PR #5189, opened 2018-10-28
IGNITE-9828: Continuous query failover.

rkondakov:


modules/core/src/main/java/org/apache/ignite/internal/processors/cache/GridCacheAdapter.java
```diff
@@ -4304,7 +4304,7 @@ public void awaitLastFut() {
                             AffinityTopologyVersion awaitVer = new AffinityTopologyVersion(
                                 topVer.topologyVersion() + 1, 0);
 
-                            ctx.shared().exchange().affinityReadyFuture(awaitVer).get();
+                            ctx.shared().exchange().affinityReadyFuture(awaitVer).get(); // TODO ??
```
pavlukhin: Is TODO still relevant?

modules/core/src/main/java/org/apache/ignite/internal/processors/cache/PartitionUpdateCounter.java
```diff
@@ -180,14 +181,24 @@ private void offer(Item item) {
...
 
-        if (last != null)
-            update(last.start + last.delta);
+            // Call closure for each counter between current value and next range start.
+            for (long cntr0 = cur; cntr0 < item.start; cntr0++)
+                onGapClose.apply(cntr0 + 1);
 
-        queue.clear();
+            // Close pending ranges.
+            update(item.start + item.delta);
```
pavlukhin: Can we call update only for the last item?

modules/core/src/main/java/org/apache/ignite/internal/processors/cache/PartitionUpdateCounter.java
```diff
@@ -180,14 +181,24 @@ private void offer(Item item) {
...
+        Item item = poll();
+
+        while (item != null) {
+            long cur = cntr.get();
 
-        if (last != null)
-            update(last.start + last.delta);
+            // Call closure for each counter between current value and next range start.
+            for (long cntr0 = cur; cntr0 < item.start; cntr0++)
+                onGapClose.apply(cntr0 + 1);
```
pavlukhin: Just for understanding. Why do we need to notify the listener for each counter with step equal to 1? I am thinking of possible hundreds or thousands of notifications (or even more).

modules/core/src/main/java/org/apache/ignite/internal/processors/cache/distributed/dht/topology/GridDhtPartitionTopologyImpl.java
```diff
@@ -2679,8 +2681,22 @@ private void removeNode(UUID nodeId) {
...
 
-                if (finalizeCntrsBeforeCollecting)
-                    part.finalizeUpdateCountres();
+                if (finalizeCntrsBeforeCollecting && grp.mvccEnabled()) {
+                    // We need to close all gaps in partition update counters sequence. We assume this finalizing is
+                    // happened on exchange and hence all txs are completed. Therefore each gap in update counters
+                    // sequence is a result of undelivered DhtTxFinishMessage on backup (sequences on primary nodes
+                    // do not have gaps). Here we close these gaps and asynchronously notify continuous query engine
+                    // about the skipped events.
+                    AffinityTopologyVersion topVer = ctx.exchange().readyAffinityVersion();
```
pavlukhin: Just double check. What version is assumed to be used here? Before exchange or after?

modules/core/src/main/java/org/apache/ignite/internal/processors/cache/transactions/IgniteTxAdapter.java
```diff
@@ -275,13 +275,15 @@
...
     /** Mvcc tx update snapshot. */
+    @GridToStringInclude
     protected volatile MvccSnapshot mvccSnapshot;
 
     /** Rollback finish future. */
     @GridToStringExclude
     private volatile IgniteInternalFuture rollbackFut;
 
     /** */
+    @SuppressWarnings("unused")
```
pavlukhin: `@GridToStringExclude`?

modules/core/src/main/java/org/apache/ignite/internal/processors/cache/distributed/dht/topology/GridDhtPartitionTopologyImpl.java
```diff
@@ -2679,8 +2681,22 @@ private void removeNode(UUID nodeId) {
...
+
+                    part.finalizeUpdateCounters(new IgniteInClosure<Long>() {
+                        @Override public void apply(Long cntr) {
+                            for (GridCacheContext ctx0 : grp.caches()) {
```
pavlukhin: Single line loop body without braces.

modules/core/src/main/java/org/apache/ignite/internal/processors/cache/GridCacheAdapter.java
rkondakov: No it's not. I was sure I removed it.

modules/core/src/main/java/org/apache/ignite/internal/processors/cache/PartitionUpdateCounter.java
rkondakov: No, we can't. We need too iterate over all items in the queue and handle all gaps between them.

modules/core/src/main/java/org/apache/ignite/internal/processors/cache/PartitionUpdateCounter.java
rkondakov: The reason ow this action is to fill backup CQ queue with the "fake" entries instead of gaps. Of cause we can think about optimization but it is not necessary here because every listener notification here is a simple put to queue.

modules/core/src/main/java/org/apache/ignite/internal/processors/cache/distributed/dht/topology/GridDhtPartitionTopologyImpl.java
rkondakov: It is version before exchange.

modules/core/src/main/java/org/apache/ignite/internal/processors/cache/transactions/IgniteTxAdapter.java
rkondakov: No. This field is changed by AtomicReferenceFieldUpdater, so IDEA thinks it is unused.

modules/core/src/main/java/org/apache/ignite/internal/processors/cache/distributed/dht/topology/GridDhtPartitionTopologyImpl.java
rkondakov: Fixed.

modules/core/src/main/java/org/apache/ignite/internal/processors/cache/PartitionUpdateCounter.java
pavlukhin: I meant `update` method specifically. As far as I see we need to call `update` only for the greatest interval. I could suggest something like this:
```
if (queue.isEmpty())
    return;

long cur = cntr.get();

for (Item item : queue) {
    for (long c = cur + 1; c <= item.start; c++)
        onGapClose.apply(c);

    cur = item.start;
}

Item last = queue.pollLast();

update(last.start + last.delta);

queue.clear();
```

rkondakov: Yes, your variant is slightly better from the performance point of view. But this code is not on the hot path and even more - this is a very, very cold path. Gaps happens in the very rare cases. So it is not the best place to start optimization from.

modules/core/src/main/java/org/apache/ignite/internal/processors/cache/transactions/IgniteTxAdapter.java
rkondakov: OK, I get it. I'll fix it in next patch, I think. May be it would be better to override `toString` method in txCounters class.

PR #5199, opened 2018-10-29
ignite-10045 Strict bounds check

SpiderRus:


modules/core/src/main/java/org/apache/ignite/internal/processors/cache/persistence/wal/reader/StandaloneWalRecordsIterator.java
```diff
@@ -139,6 +143,45 @@
...
+
+                assert desc != null;
+
+                if (desc.idx() == lowBound.index())
+                    break;
+            }
+        }
+
+        if (idx == walFiles.size())
+            throw new IgniteCheckedException("Wal segments not in bounds.");
```
dspavlov: I suggest providing a more informative message about which bounds were broken, how to avoid this message to be generated and how to fix it. At least message may contain min/max bounds we broke here.

This suggestion is related to current message and all following exceptions

PR #5200, opened 2018-10-29
IGNITE-10330 Page compression for Ignite persistent storage.

svladykin:


modules/compress/src/main/java/org/apache/ignite/internal/processors/compress/CompressionProcessorImpl.java
```diff
@@ -0,0 +1,345 @@
...
+        int pageSize,
+        int blockSize,
+        PageCompression compression,
+        int compressLevel
+    ) throws IgniteCheckedException {
+        assert compression != null;
+        assert U.isPow2(pageSize): pageSize;
+        assert page.position() == 0 && page.limit() == pageSize;
+
+        if (!U.isPow2(blockSize))
```
agoncharuk: Can we move these checks to the processor startup? It would be better to fail early on activation rather than at checkpoint.

modules/compress/src/main/java/org/apache/ignite/internal/processors/compress/NativeFileSystemPosix.java
```diff
@@ -0,0 +1,54 @@
...
+import jnr.posix.FileStat;
+import jnr.posix.POSIX;
+import jnr.posix.POSIXFactory;
+
+/**
+ * Posix file system API.
+ */
+public class NativeFileSystemPosix implements NativeFileSystem {
+    /** */
+    private static POSIX posix = POSIXFactory.getPOSIX();
```
agoncharuk: This is a subject to discussion rather than a comment. Would it be possible to get rid of LGPL dependencies in the module? It looks like we only need fstat which we can implement via JNA native calls. My concern is that we cannot ship LGPL libs in Apache Ignite builds, which will be a major downside for community users.

modules/compress/src/test/java/org/apache/ignite/internal/processors/compress/CompressionTestSuite.java
```diff
@@ -0,0 +1,38 @@
...
+ * See the License for the specific language governing permissions and
+ * limitations under the License.
+ */
+package org.apache.ignite.internal.processors.compress;
+
+import junit.framework.TestSuite;
+
+/**
+ */
+public class CompressionTestSuite extends TestSuite {
```
agoncharuk: We need to add more suites the same way Direct IO sutes are added with one default compression algorithm used to make sure all recovery mechanics works well. Once we introduce nightly builds, we may consider adding all compression algorithms to the nightly suite.

modules/compress/src/main/java/org/apache/ignite/internal/processors/compress/CompressionProcessorImpl.java
```diff
@@ -0,0 +1,345 @@
...
+import org.apache.ignite.internal.processors.cache.persistence.tree.io.PageIO;
+import org.apache.ignite.internal.util.typedef.internal.U;
+
+import static org.apache.ignite.configuration.PageCompression.SKIP_GARBAGE;
+import static org.apache.ignite.internal.util.GridUnsafe.NATIVE_BYTE_ORDER;
+
+/**
+ * Compression processor.
+ */
+public class CompressionProcessorImpl extends CompressionProcessor {
```
agoncharuk: I think we need to add some basic metrics to DataRegionMetrics, otherwise it will be very difficult for us to estimate the benefit of compression during testing as well as users who will be playing with configuration.

modules/core/src/main/java/org/apache/ignite/configuration/CacheConfiguration.java
```diff
@@ -384,6 +384,12 @@
      */
     private boolean encryptionEnabled;
 
+    /** */
+    private PageCompression pageCompression;
```
agoncharuk: Subject to discuss: given that hole-punching will not be the only compression approach, should we:
1) Introduce some sort of compression strategy?
2) Add an ability to have a pluggable compression algorithm?
3) For hole-punching in-memory caches are not supported. For some other compression approaches we may support in-memory caches, but data from different caches may be placed to the same page. Should we move this to the DataStorageConfiguration?

modules/core/src/main/java/org/apache/ignite/internal/processors/cache/GridCacheProcessor.java
```diff
@@ -1533,6 +1535,7 @@ private GridCacheContext createCache(CacheConfiguration<?, ?> cfg,
 
         boolean nearEnabled = GridCacheUtils.isNearEnabled(cfg);
 
+        CacheCompressionManager compressMgr = new CacheCompressionManager();
```
agoncharuk: Add a check to fail or warn if compression is configured for an in-memory cache

modules/compress/src/main/java/org/apache/ignite/internal/processors/compress/CompressionProcessorImpl.java
svladykin: Agree. Done.

modules/compress/src/test/java/org/apache/ignite/internal/processors/compress/CompressionTestSuite.java
svladykin: Agree. Please provide the list of tests to be added.

modules/core/src/main/java/org/apache/ignite/internal/processors/cache/GridCacheProcessor.java
svladykin: Done.

modules/core/src/main/java/org/apache/ignite/internal/processors/compress/CompressionProcessor.java
```diff
@@ -0,0 +1,173 @@
...
+    public static final int LZ4_DEFAULT_LEVEL = 0;
+
+    /** */
+    public static final int ZSTD_MIN_LEVEL = -131072;
+
+    /** */
+    public static final int ZSTD_MAX_LEVEL = 22;
+
+    /** */
+    public static final int ZSTD_DEFAULT_LEVEL = 3;
```
alamar: My recommendation is to use 2 since performance is much better with roughly same compression ratio:
http://apache-ignite-developers.2346864.n4.nabble.com/Compression-prototype-tp34199p34649.html

modules/compress/src/main/java/org/apache/ignite/internal/processors/compress/CompressionProcessorImpl.java
```diff
@@ -0,0 +1,399 @@
...
+     * @param cap Capacity.
+     * @return Direct byte buffer.
+     */
+    static ByteBuffer allocateDirectBuffer(int cap) {
+        return ByteBuffer.allocateDirect(cap).order(NATIVE_BYTE_ORDER);
+    }
+
+    /** {@inheritDoc} */
+    @Override public void checkPageCompressionSupported(Path storagePath, int pageSize) throws IgniteCheckedException {
+        if (testMode)
```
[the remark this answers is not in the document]
svladykin: Fixed: this test mode was not really necessary, just dropped it altogether.

modules/compress/src/main/java/org/apache/ignite/internal/processors/compress/CompressionProcessorImpl.java
```diff
@@ -0,0 +1,399 @@
...
+            ByteBuffer dst = compressBuf.get();
+
+            // Position on a part that needs to be decompressed.
+            page.limit(compressedSize)
+                .position(PageIO.COMMON_HEADER_END);
+
+            // LZ4 needs this limit to be exact.
+            dst.limit(compactSize - PageIO.COMMON_HEADER_END);
+
+            if (compressType == ZSTD_COMPRESSED_PAGE) {
```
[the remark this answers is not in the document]
svladykin: Fixed.

modules/core/src/main/java/org/apache/ignite/configuration/CacheConfiguration.java
```diff
@@ -2297,6 +2309,54 @@ public boolean isEncryptionEnabled() {
         return this;
     }
 
+    /**
```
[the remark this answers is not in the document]
svladykin: Disagree. DataRegion is all about memory shared between some caches. It has nothing to do with disk compression. 
Say we have two regions: 100GB for fast caches and 10GB for less important slow ones. This is unrelated to what must be compressed ant what not.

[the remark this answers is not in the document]
ilantukh: DataRegionConfiguration in persistent mode is about how data from memory pages is moved to a disk - it has properties like pageEvictionMode and checkpointPageBufSize. For Cache diskPageCompression (and even just "disk page") is a too low-level concept.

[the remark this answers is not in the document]
svladykin: Ok, DataRegionConfiguration has some relation to persistence configuration. This is not really important here.

The important thing is that I do not see any reasons why caches with different compression levels/algorithms can not share the same data region. If we will create a separate data region for each page compression configuration, we may end up with ineffective memory utilization.

"Too low level concept" is a kind of unclear argument for me. Configuration can not be too high or too low level, it can only be either correctly or incorrectly placed with respect to granularity of it's effect. And my point is that having page compression configuration per data region is too coarse grained and restrictive.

*****

Exercise objective
Repeat exactly the lines of the data from the first one through the line with "pavlukhin: Is TODO still relevant?", both of them included.

Finished task
PR #5189, opened 2018-10-28
IGNITE-9828: Continuous query failover.

rkondakov:


modules/core/src/main/java/org/apache/ignite/internal/processors/cache/GridCacheAdapter.java
```diff
@@ -4304,7 +4304,7 @@ public void awaitLastFut() {
                             AffinityTopologyVersion awaitVer = new AffinityTopologyVersion(
                                 topVer.topologyVersion() + 1, 0);
 
-                            ctx.shared().exchange().affinityReadyFuture(awaitVer).get();
+                            ctx.shared().exchange().affinityReadyFuture(awaitVer).get(); // TODO ??
```
pavlukhin: Is TODO still relevant?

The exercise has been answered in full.